[Aim of the exercise]: Sift the material for lines containing "this", and return them.

[The records]:

PR #236, opened 2026-05-01
deploy: update `.service` and `nginx.conf` examples

lowpolyneko:
Replicates a subset of the configuration on our production instance.


deploy/nginx/nginx_app.conf
bcote-anl, line 1: Thanks for decoupling the application!
How does this relate this the Nginx file we are using?
/etc/nginx/sites-available/default

Two points I would like to discuss are:

Should we remove the /dashboard URL in the default file?
We are expected to use HTTPS (port 443) everywhere possible. Would it be possible to update the "listen" part? You can reuse the same SSL certificate as in the default file.

deploy/gateway_async.service
bcote-anl, line 1: Is this to make sure our API comes back online when we reboot the VM?

deploy/nginx/nginx_app.conf
lowpolyneko: The initial version was intended to be a subset of the production nginx deployment for users to utilize as a template and tailor accordingly. That being said, there is value in placing the SSL configuration, the maintenance redirect, and the rate limit configuration within the sample to encourage good practice from the user. I've updated my PR to reflect that.

I think it's okay to leave the `/dashboard` endpoint as is; users can just comment it out if they don't intend to deploy the dashboard.

bcote-anl (approved):
Looks great! Thanks

deploy/gateway_async.service
lowpolyneko: The `Restart=` coerces systemd to attempt to restart the service if it abruptly exits (i.e. the gateway encounters an uncaught exception). It's here to ensure events like these won't cause the inference service to go down.

PR #238, opened 2026-05-06
resource_server/tests: use `unittest.mock` for mocking

lowpolyneko:
Avoids hacky monkey patching of module-level globals.


bcote-anl (approved):
Much cleaner. Thanks!

PR #239, opened 2026-05-07
added status route for publicly-available clusters

bcote-anl:
to be able to report up/down/degraded for the IRI Facility Status API

### DIFF
--- a/resource_server_async/views/core.py
+++ b/resource_server_async/views/core.py
@@ -46,10 +46,9 @@ async def status_check(request: HttpRequest) -> dict[str, bool]:
     user_group_uuids = []
 
     # Get list of all publicy-available clusters
-    db_clusters = [c async for c in Cluster.objects.all()]
     authorized_clusters = [
         c
-        for db_cluster in db_clusters
+        async for db_cluster in Cluster.objects.all()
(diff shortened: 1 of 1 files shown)


resource_server_async/views/core.py
```diff
@@ -29,6 +28,39 @@ async def health_check(request: HttpRequest) -> dict[str, str]:
...
+        "idp_name": f"{prefix}-idp-name",
+    }
+    user = User(**mock_user_data)
+    user_group_uuids = []
+
+    # Get list of all publicy-available clusters
+    db_clusters = [c async for c in Cluster.objects.all()]
+    authorized_clusters = [
+        c
+        for db_cluster in db_clusters
```
lowpolyneko: It'd probably be better to `async for` all `Cluster` objects whilst collecting the `authorized_clusters`. Other requests would be able to utilize the database while the adapter is being loaded and permissions are being checked instead of greedily collecting all the cluster objects in one-shot.

Otherwise looks good! :)

bcote-anl: Thanks for the feedback! I've updated the lines. Could you have a look?

lowpolyneko (approved):
LGTM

[Expected answer]:
How does this relate this the Nginx file we are using?
bcote-anl, line 1: Is this to make sure our API comes back online when we reboot the VM?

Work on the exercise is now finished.